Let's look at the offsets in LookupList

• Lookup 0, Offset16: (2+3*2) bytes: the 2 comes from the lookup count which is a 16 bit number => 2 bytes. The 3*2 comes from the number of offsets, we have 3 offsets,

  • Lookup0,
  • Lookup1
  • Lookup2,

  each is 2 bytes long.

• Lookup 1, Offset16: (2+3*2) + 18 bytes: This is an offset to directly after the first Lookup, Lookup1. Using an open type feature called extension tables, we can reduce the size of one lookup to 18 bytes. So all lookups have a size of 18 bytes.

• Lookup 2, Offset16: (2+3*2) + 18*2 bytes: Just after Lookup 1 is Lookup2,

This leads to the general formula:

# Let i be the lookup number (like Lookup 0, Lookup 2, Lookup 3).
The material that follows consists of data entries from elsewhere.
PR #1396, opened 2017-11-30
drop ie9, 10 related code (part 2)

miherlosev:
@LavrovArtem

### DIFF
--- a/src/client/sandbox/event/message.js
+++ b/src/client/sandbox/event/message.js
@@ -83,14 +83,7 @@ export default class MessageSandbox extends SandboxBase {
             host:     parsedDest.host
         });
 
-        const result = {
-            message:   message,
-            originUrl: originUrl,
-            targetUrl: targetUrl,
-            type:      type
-        };
-
-        return result;
+        return { message, originUrl, targetUrl, type };
     }
 
     _removeInternalMsgFromQueue (sendFunc) {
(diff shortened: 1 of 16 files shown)


src/client/sandbox/event/message.js
```diff
@@ -88,15 +84,13 @@ export default class MessageSandbox extends SandboxBase {
         });
 
         const result = {
-            isStringMessage: typeof message === 'string',
-            message:         message,
-            originUrl:       originUrl,
-            targetUrl:       targetUrl,
-            type:            type
+            message:   message,
```
LavrovArtem:
```js
const result = { message, originUrl, targetUrl, type }
```

test/client/fixtures/sandbox/event/message-test.js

Starting at 0
# Let n be the total number of lookups

Offset_for_Lookup(i) = 2 + n*2 + i*18
...
# It then follows:
Let i = n - 1
Offset_for_Lookup(n - 1) = 2 + n*2  + (n - 1)*18
# Which simplifies to
2 + n*2 + n*18 - 18
# Which is equivalent to
n*20 - 16
# Since the maximum offset we can have is 65536:
65536 = n*20 - 16
# solve for n
n = 3277.6
∴
# We can only have 3277 lookups total.

We can only have 3277 lookups but fortunately, that's not the end of the story. Lookups can process multiple substitutions, but they stop processing and return as soon as they find the first match. If you remember, this is how choices work. As long as we can ensure that two paths with never cross (ie we need two conditions in a lookup to be true), we can share lookups among multiple paths.

lookup level0Conditions{
  substitute glyph00000 @input by glyph00001;
  substitute glyph00000 a by glyph00005;

} level0Conditions;

# We have two Branches, but since the paths never
# intersect, they can share a lookup

lookup level1Frame0{
  substitute glyph00001 @input by glyph00002;
  substitute glyph00005 @input by glyph00006;
} level1Frame0;

lookup level1Frame2{
  substitute glyph00002 @input by glyph00003;
  substitute glyph00006 @input by glyph00007;
} level1Frame0;

Because we use extension tables, each Lookup is still only 18 bytes no matter how many substitutions we include.

In Fontemon there are

• 4698 frames, but 2783 lookups total
• Therefore 1010 lookups are shared by multiple branches. This saved 1913 lookups total!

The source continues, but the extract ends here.